Sample program to implement copying elements:
import java.util.ArrayList;
import java.util.Collections;
import java.util.List;
class FirstCode{
public static void main(String[] args
{
List<String> destination_List = new ArrayList<>();
destination_List.add("Python");
destination_List.add("Java");
destination_List.add("C");
destination_List.add("C++");
System.out.println("The Original Destination list is ");
for (int i = 0; i < destination_List.size(); i++) {
}
System.out.println();
List<String> source_List = new ArrayList<>();
source_List.add("JavaScript");
source_List.add("ReactJS");
source_List.add("PHP");
Collections.copy(destination_List, source_List);
System.out.println("The Destination List After copying is ");
for (int i = 0; i < destination_List.size(); i++) {
System.out.print(destination_List.get(i) + " ");
}
}
}
Output:
The Original Destination list is Python Java C C++
The Destination List After copying is
JavaScript ReactJS PHP
5. Disjoint Collection in Java
The java.util.Collections.disjoint() method is used to check if the given collections are disjoint or not. Mostly, two collections are said to be disjoint when they have no elements in common. And this method returns true if there are no common elements in the set of collections.

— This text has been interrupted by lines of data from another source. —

PR #1625, opened 2023-07-27
Make the "Apply Changes" prompt clearer

rohitramu:


pkg/shell/common.go
```diff
@@ -99,7 +99,11 @@ func ApplyChangesChoice(c ProposedChanges) bool {
 	var userResponse string
 
 	for {
-		fmt.Print("Display full proposed changes, Apply proposed changes, Stop and exit, Continue without applying? [d,a,s,c]: ")
+		fmt.Printf(`Please select an option below [d,a,s,c]:
```
mr0re1, line 102: nit. No need for `Printf`, `Print` will do.

mr0re1 (approved):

Sample program to implement disjoint collection:
import java.util.ArrayList;
import java.util.Collections;
import java.util.List;
class GFG {
public static void main(String[] args)
{
List<String> list1 = new ArrayList<>();
list1.add("Java");
list1.add("C");
list1.add("C++");
list1.add("Python");
List<String> list2 = new ArrayList<>();
list2.add("JavaScript");
list2.add("ReactJS");
list2.add("PHP");
System.out.println(Collections.disjoint(list1, list2));
}
}
Output:
true
Conclusion:
This article would have helped you understand the Java Collections Class. you can implement the various methods to understand them clearly.